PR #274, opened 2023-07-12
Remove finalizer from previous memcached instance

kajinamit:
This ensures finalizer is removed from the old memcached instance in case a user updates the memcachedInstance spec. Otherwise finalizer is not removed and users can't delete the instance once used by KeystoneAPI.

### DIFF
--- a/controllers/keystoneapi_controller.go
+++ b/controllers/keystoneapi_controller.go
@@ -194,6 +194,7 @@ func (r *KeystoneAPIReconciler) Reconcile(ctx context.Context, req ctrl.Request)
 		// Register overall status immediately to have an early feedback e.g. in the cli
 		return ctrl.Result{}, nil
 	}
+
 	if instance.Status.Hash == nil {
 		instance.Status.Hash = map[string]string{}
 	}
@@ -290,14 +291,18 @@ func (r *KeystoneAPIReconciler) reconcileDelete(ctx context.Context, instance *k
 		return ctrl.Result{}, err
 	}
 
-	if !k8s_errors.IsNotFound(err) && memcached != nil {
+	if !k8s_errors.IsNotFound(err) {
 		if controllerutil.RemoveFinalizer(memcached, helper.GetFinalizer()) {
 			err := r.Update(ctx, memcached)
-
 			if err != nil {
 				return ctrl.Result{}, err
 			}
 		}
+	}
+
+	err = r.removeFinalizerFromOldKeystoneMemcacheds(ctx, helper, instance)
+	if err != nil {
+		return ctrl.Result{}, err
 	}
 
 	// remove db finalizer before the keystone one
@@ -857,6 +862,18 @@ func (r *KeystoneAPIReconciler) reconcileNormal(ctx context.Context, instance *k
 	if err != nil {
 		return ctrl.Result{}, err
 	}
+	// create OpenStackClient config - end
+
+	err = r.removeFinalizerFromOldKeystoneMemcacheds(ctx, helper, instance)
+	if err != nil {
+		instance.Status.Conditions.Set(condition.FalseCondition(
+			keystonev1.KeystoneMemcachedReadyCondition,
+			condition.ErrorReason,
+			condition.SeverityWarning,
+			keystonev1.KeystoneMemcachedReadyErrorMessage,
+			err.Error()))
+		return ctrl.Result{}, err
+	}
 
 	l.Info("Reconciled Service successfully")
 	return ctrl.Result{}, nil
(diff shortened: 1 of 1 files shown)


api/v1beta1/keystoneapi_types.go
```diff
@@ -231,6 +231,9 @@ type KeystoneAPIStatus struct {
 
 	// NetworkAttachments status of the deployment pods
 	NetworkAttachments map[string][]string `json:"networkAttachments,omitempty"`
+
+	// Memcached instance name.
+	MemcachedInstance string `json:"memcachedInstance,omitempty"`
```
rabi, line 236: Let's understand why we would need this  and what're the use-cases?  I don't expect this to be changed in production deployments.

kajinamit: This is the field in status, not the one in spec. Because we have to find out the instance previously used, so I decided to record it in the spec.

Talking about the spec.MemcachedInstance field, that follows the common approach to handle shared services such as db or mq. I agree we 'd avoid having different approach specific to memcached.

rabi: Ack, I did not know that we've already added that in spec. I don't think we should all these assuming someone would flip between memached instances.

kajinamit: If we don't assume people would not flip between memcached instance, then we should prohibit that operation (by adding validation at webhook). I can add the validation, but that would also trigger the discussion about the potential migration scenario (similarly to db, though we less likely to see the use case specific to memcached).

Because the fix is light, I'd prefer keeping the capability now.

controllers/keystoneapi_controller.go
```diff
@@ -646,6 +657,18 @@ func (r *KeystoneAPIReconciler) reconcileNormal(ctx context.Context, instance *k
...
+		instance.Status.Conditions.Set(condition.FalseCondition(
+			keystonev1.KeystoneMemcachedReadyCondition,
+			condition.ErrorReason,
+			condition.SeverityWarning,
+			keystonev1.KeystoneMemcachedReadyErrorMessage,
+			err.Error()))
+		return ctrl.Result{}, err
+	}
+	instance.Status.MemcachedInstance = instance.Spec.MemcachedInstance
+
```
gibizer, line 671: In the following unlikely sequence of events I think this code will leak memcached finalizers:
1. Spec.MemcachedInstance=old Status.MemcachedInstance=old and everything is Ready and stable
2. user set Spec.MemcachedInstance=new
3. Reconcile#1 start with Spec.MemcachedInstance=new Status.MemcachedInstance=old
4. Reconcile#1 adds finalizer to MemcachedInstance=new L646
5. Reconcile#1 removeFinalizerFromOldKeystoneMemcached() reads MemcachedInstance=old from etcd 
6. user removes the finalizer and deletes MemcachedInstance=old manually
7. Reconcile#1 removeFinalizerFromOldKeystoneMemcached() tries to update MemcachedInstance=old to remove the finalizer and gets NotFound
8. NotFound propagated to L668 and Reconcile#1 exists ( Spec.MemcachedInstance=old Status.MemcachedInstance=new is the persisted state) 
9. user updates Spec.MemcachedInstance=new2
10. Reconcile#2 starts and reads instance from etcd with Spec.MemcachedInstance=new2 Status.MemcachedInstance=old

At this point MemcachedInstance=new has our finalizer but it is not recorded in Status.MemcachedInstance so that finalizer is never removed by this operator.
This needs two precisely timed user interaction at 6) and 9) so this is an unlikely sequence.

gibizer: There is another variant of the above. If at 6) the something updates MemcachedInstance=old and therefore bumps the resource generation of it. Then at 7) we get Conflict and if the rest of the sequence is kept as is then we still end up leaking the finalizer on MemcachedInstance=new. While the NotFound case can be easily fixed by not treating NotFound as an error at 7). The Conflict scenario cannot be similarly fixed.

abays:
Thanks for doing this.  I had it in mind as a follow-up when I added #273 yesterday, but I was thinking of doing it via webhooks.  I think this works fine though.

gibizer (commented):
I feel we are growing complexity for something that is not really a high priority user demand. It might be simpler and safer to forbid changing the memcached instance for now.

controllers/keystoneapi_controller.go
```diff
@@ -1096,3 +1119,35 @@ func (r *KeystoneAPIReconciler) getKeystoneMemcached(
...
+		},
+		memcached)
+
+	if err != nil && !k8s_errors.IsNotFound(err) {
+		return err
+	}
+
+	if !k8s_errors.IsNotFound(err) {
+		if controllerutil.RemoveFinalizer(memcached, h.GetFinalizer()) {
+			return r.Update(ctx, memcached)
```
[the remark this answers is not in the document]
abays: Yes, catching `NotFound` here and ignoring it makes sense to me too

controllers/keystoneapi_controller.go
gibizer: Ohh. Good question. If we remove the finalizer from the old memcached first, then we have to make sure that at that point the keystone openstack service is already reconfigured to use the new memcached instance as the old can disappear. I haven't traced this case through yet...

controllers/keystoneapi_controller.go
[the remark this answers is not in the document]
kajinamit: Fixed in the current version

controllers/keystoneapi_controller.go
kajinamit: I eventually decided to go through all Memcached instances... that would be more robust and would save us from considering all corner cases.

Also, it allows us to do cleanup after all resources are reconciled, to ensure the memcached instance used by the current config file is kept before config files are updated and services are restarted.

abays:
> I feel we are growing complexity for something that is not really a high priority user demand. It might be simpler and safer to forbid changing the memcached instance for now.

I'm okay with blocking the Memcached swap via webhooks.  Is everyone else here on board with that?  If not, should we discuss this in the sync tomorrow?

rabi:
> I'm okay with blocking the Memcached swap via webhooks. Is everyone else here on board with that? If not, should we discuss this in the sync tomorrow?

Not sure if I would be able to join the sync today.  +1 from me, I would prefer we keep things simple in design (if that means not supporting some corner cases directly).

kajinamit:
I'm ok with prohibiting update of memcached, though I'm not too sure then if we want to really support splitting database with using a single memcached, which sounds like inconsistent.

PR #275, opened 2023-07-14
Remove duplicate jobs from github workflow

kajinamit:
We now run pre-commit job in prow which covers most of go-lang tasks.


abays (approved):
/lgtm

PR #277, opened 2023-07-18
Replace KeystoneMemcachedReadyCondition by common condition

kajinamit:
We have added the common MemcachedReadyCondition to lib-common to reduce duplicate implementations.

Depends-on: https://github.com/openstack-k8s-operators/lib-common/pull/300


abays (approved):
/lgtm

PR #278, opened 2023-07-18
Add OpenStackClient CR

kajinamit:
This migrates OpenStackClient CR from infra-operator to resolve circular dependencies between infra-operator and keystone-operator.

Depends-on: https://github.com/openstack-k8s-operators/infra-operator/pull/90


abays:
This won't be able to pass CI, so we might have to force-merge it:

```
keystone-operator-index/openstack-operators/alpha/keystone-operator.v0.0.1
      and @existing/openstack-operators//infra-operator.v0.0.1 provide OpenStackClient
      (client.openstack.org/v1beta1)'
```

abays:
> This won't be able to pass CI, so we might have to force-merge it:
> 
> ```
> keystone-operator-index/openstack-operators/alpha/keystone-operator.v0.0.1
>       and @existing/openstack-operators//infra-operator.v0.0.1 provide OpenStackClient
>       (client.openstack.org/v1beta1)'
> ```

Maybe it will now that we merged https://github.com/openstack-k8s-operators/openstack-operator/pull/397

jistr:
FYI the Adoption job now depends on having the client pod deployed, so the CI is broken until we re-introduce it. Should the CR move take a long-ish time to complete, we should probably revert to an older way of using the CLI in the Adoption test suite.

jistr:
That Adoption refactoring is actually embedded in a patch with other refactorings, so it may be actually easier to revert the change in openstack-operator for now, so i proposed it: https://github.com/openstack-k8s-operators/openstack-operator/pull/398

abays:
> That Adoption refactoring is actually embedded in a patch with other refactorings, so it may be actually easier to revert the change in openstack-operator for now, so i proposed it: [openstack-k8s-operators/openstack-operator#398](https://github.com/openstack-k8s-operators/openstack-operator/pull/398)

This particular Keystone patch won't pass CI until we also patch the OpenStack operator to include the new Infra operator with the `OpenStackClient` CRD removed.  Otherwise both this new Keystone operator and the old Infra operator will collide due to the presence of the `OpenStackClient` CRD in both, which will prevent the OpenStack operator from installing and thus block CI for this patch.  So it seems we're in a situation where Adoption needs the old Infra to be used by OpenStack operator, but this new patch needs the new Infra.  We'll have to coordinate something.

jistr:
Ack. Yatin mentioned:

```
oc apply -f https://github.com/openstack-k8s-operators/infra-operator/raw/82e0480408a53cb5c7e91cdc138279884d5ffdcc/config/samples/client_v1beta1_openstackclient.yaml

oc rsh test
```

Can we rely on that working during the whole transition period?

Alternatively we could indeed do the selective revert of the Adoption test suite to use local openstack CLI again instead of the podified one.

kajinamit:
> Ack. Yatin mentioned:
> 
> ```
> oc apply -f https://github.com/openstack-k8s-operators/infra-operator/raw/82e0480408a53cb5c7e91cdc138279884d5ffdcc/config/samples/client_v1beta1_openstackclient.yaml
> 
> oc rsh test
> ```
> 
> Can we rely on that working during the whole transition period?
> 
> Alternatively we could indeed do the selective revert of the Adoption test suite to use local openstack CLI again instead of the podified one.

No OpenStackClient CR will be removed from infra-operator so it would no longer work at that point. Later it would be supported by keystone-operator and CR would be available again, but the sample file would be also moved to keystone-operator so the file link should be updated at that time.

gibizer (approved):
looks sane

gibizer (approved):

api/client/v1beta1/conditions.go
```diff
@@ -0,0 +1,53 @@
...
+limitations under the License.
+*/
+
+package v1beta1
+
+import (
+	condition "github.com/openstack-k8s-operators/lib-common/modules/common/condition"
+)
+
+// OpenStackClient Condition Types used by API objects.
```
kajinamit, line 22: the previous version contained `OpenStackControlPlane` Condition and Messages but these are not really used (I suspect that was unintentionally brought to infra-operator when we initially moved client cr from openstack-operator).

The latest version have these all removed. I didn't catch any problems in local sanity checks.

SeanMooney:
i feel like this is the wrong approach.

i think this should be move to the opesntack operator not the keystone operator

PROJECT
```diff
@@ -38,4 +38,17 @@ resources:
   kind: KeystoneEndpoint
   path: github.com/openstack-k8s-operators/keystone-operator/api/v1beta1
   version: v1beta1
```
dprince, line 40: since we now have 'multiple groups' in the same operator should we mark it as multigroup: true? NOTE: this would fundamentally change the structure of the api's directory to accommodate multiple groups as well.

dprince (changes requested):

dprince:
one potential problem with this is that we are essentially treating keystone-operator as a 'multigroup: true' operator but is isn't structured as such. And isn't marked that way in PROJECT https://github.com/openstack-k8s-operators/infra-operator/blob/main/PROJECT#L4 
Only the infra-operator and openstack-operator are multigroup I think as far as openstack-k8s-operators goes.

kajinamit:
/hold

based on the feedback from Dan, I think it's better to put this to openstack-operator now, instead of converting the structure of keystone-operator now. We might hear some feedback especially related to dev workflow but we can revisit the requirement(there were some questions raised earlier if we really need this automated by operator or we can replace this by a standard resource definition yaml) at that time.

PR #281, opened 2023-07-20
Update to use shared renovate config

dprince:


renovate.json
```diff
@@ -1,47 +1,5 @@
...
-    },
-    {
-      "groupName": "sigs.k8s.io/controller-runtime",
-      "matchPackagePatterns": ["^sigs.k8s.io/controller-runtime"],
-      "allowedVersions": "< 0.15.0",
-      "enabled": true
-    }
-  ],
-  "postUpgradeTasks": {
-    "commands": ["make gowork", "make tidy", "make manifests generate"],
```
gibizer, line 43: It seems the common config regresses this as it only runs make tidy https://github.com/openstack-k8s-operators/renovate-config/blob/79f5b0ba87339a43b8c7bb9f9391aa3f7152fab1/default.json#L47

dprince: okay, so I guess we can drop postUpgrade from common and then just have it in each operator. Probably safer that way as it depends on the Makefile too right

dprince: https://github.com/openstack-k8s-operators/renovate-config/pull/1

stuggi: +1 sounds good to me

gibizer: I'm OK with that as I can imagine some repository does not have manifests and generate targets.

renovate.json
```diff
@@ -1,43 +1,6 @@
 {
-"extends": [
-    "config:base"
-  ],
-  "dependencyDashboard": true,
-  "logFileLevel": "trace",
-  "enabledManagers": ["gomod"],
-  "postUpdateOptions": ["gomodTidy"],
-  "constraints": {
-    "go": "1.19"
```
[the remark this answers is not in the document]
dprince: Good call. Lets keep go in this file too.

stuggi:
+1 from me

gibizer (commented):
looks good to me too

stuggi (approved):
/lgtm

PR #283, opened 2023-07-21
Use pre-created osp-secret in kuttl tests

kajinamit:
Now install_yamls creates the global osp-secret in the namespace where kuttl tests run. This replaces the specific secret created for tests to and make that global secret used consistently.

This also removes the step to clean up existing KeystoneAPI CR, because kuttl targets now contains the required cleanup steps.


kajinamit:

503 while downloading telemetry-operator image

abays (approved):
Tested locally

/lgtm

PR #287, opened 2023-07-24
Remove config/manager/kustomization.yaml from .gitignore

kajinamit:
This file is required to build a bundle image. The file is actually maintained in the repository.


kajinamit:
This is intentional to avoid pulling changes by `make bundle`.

-------------------------

▶ **What is being asked**: Counting only lines above that contain the string "reconcileNormal", report how many there are and write nothing further.

▶ **Worked solution**: 2